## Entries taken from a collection
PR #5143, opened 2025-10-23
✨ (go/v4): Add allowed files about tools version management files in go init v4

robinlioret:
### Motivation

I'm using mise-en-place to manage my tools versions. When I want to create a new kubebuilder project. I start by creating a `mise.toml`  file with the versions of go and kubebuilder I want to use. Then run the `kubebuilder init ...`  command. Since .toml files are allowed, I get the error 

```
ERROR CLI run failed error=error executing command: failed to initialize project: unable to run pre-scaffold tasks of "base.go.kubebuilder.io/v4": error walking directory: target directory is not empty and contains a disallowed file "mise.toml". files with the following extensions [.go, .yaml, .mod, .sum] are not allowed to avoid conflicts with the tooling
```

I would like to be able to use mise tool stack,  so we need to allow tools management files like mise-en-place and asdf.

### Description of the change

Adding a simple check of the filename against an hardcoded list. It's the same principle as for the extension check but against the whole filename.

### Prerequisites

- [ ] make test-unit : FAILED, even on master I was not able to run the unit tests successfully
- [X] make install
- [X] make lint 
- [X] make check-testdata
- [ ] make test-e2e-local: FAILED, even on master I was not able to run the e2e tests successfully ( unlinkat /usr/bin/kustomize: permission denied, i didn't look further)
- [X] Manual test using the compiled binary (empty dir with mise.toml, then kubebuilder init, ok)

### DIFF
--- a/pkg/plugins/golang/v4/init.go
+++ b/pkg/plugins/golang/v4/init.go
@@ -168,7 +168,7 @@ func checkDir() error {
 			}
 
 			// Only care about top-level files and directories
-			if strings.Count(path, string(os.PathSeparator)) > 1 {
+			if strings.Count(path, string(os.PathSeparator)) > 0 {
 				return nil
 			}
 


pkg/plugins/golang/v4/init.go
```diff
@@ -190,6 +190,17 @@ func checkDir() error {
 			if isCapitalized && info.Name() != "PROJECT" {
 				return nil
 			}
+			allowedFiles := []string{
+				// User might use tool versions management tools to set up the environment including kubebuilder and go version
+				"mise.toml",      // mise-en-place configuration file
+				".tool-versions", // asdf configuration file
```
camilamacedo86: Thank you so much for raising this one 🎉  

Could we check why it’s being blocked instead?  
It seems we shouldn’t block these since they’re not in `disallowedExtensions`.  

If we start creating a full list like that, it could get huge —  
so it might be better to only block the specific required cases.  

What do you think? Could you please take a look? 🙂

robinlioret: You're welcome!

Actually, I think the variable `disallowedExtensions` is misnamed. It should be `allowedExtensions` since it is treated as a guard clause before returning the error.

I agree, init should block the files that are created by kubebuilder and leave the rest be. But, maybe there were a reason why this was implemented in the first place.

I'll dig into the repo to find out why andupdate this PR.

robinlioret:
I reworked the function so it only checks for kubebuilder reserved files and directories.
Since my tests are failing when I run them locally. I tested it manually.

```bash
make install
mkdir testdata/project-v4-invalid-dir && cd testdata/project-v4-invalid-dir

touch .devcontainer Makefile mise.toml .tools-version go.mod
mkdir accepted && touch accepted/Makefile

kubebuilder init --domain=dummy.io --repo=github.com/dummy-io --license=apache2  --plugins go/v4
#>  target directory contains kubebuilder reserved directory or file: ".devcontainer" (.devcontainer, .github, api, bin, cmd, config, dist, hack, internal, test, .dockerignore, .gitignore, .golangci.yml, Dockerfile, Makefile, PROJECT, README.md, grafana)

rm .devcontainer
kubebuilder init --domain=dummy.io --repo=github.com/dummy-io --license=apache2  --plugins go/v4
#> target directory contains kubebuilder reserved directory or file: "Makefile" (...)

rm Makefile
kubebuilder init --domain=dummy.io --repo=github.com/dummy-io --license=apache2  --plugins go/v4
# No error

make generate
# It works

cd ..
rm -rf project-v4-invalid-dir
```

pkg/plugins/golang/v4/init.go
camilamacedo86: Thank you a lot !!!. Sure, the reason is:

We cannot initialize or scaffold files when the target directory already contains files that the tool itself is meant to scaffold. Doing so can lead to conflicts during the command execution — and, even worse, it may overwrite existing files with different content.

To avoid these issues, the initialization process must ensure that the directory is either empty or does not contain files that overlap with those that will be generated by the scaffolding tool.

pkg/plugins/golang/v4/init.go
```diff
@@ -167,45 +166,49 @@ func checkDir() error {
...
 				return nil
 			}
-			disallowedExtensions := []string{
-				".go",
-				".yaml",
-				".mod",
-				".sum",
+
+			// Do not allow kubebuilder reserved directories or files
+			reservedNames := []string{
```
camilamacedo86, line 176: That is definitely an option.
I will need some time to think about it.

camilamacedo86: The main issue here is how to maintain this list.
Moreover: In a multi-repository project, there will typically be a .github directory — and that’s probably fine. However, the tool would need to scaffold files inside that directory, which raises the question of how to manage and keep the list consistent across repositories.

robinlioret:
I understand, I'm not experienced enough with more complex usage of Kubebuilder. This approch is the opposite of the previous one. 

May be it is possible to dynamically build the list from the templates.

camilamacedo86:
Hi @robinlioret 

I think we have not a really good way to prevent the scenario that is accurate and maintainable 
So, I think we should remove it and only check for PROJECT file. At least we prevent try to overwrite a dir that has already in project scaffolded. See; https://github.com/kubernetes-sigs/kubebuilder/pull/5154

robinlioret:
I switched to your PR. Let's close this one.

* * *

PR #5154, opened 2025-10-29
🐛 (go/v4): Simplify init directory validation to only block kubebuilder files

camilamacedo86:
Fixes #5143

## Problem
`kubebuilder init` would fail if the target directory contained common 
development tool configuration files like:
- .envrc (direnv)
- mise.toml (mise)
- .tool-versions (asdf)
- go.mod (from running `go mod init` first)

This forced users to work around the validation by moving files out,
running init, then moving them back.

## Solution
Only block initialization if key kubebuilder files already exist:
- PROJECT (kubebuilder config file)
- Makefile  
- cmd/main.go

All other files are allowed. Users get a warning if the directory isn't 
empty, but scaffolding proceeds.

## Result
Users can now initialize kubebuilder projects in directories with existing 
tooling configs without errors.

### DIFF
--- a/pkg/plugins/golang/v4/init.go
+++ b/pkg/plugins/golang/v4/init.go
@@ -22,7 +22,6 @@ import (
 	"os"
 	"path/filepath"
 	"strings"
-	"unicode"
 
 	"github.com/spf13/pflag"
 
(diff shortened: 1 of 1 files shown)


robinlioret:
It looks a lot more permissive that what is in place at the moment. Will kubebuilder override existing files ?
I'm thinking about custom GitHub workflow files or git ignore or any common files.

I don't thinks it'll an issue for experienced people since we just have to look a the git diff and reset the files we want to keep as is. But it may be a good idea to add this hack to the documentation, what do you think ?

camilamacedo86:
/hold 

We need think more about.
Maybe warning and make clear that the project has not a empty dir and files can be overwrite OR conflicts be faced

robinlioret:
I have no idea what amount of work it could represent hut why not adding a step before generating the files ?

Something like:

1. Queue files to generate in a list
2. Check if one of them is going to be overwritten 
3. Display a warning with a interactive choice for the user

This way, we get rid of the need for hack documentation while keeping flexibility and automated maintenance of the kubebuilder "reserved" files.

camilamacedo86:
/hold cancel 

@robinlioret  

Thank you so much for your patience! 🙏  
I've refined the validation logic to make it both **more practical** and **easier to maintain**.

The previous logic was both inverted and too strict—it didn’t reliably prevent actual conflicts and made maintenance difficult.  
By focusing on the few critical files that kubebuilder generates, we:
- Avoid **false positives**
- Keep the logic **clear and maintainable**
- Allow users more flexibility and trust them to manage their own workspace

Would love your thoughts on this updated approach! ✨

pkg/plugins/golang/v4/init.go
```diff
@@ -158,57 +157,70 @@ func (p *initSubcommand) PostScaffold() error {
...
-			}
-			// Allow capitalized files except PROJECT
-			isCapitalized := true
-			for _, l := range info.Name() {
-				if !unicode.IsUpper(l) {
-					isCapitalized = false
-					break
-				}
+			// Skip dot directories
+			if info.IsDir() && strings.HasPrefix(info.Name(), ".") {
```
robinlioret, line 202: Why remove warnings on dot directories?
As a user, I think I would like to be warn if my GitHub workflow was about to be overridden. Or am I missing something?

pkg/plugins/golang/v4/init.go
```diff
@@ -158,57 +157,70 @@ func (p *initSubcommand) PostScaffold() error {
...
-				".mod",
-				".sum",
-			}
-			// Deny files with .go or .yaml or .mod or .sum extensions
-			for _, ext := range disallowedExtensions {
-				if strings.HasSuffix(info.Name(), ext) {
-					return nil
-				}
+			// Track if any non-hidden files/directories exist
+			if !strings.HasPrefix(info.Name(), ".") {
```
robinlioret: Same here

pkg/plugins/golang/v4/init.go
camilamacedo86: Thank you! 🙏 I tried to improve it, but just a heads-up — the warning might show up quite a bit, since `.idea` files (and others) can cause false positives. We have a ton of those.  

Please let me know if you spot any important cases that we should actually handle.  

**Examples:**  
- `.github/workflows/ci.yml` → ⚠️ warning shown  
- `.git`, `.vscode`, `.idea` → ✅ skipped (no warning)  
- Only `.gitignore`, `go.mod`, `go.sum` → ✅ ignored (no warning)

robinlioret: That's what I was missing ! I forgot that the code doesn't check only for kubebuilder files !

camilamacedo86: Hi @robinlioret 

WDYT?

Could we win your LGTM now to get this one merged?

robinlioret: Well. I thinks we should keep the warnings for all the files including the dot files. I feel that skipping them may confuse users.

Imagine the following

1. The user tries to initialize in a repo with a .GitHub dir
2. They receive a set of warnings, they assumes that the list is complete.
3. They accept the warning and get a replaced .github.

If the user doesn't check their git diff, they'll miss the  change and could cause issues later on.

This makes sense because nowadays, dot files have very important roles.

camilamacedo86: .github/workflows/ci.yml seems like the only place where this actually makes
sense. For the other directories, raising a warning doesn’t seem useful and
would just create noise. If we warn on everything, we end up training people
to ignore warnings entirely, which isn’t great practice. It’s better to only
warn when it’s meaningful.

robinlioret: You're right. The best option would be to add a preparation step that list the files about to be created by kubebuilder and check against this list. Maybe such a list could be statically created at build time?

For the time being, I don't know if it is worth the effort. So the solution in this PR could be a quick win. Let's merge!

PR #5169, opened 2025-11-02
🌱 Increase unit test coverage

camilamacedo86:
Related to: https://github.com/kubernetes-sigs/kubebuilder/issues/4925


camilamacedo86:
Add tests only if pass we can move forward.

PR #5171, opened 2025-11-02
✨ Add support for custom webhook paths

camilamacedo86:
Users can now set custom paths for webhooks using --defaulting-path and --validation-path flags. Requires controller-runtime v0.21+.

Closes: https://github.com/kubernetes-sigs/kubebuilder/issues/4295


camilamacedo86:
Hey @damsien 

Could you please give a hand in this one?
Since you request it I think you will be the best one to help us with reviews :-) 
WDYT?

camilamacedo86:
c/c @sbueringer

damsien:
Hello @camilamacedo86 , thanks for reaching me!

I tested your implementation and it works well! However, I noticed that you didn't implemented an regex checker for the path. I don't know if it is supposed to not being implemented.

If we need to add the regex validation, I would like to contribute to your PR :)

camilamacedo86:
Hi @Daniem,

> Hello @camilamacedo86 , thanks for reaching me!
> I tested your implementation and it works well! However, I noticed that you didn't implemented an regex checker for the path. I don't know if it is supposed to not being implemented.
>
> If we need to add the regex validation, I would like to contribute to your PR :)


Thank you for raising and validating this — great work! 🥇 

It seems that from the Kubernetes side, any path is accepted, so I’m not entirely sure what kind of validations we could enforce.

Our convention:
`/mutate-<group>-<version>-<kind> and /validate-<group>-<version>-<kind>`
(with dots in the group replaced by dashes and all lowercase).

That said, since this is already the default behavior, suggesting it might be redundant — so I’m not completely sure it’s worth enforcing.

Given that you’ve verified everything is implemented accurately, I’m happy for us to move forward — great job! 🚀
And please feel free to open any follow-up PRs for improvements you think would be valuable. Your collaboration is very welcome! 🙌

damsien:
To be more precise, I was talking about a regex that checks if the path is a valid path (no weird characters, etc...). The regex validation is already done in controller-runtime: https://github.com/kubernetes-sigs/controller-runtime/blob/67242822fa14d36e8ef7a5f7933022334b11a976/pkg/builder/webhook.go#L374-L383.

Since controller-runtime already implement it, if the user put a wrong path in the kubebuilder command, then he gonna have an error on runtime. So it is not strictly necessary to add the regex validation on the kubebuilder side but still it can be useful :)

==

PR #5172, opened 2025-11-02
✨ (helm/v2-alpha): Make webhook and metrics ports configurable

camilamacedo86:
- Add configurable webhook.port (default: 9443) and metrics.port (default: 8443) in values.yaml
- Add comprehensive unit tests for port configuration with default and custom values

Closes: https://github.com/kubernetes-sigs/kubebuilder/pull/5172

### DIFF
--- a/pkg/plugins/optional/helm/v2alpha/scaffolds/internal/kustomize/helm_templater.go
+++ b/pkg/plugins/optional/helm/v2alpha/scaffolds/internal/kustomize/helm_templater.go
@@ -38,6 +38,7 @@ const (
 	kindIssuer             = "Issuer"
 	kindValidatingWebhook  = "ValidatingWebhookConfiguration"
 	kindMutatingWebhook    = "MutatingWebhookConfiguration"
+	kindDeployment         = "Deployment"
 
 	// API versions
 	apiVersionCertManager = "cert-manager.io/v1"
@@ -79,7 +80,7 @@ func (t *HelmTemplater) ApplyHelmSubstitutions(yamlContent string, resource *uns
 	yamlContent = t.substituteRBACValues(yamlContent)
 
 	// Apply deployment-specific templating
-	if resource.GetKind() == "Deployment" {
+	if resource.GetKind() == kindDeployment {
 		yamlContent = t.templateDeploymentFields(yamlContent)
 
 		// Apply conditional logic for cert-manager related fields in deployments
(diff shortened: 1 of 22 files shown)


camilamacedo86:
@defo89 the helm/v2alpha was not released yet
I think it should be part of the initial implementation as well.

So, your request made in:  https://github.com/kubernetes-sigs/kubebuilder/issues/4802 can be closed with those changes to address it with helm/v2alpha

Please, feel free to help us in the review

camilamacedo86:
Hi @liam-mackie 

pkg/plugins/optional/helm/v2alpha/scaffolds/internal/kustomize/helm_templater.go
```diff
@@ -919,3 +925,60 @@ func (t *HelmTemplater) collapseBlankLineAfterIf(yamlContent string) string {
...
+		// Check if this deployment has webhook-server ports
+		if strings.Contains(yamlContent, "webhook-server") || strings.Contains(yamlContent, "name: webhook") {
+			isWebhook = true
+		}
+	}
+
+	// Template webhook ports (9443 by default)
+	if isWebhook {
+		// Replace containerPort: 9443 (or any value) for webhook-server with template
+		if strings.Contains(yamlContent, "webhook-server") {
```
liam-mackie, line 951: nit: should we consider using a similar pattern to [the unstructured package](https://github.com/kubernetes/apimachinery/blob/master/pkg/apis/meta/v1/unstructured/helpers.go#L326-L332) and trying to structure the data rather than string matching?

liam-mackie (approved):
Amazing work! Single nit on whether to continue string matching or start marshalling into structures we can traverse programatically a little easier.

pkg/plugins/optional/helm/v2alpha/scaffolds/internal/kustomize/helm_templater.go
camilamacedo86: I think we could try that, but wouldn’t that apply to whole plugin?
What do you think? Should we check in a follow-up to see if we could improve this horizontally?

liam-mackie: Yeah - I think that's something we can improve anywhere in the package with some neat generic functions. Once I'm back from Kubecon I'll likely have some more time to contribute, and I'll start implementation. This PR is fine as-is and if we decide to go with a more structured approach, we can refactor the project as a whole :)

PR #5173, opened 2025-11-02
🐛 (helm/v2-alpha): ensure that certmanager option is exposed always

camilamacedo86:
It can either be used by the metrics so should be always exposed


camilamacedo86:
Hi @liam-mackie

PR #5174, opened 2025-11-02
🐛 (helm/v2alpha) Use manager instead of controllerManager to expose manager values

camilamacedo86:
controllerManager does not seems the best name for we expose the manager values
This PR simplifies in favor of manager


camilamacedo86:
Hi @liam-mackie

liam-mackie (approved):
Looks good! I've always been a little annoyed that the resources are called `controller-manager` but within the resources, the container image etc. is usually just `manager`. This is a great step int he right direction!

## Exercise
Each line above holding the word "opened" counts; reply with how many there are, only the number.

## Response to the exercise
7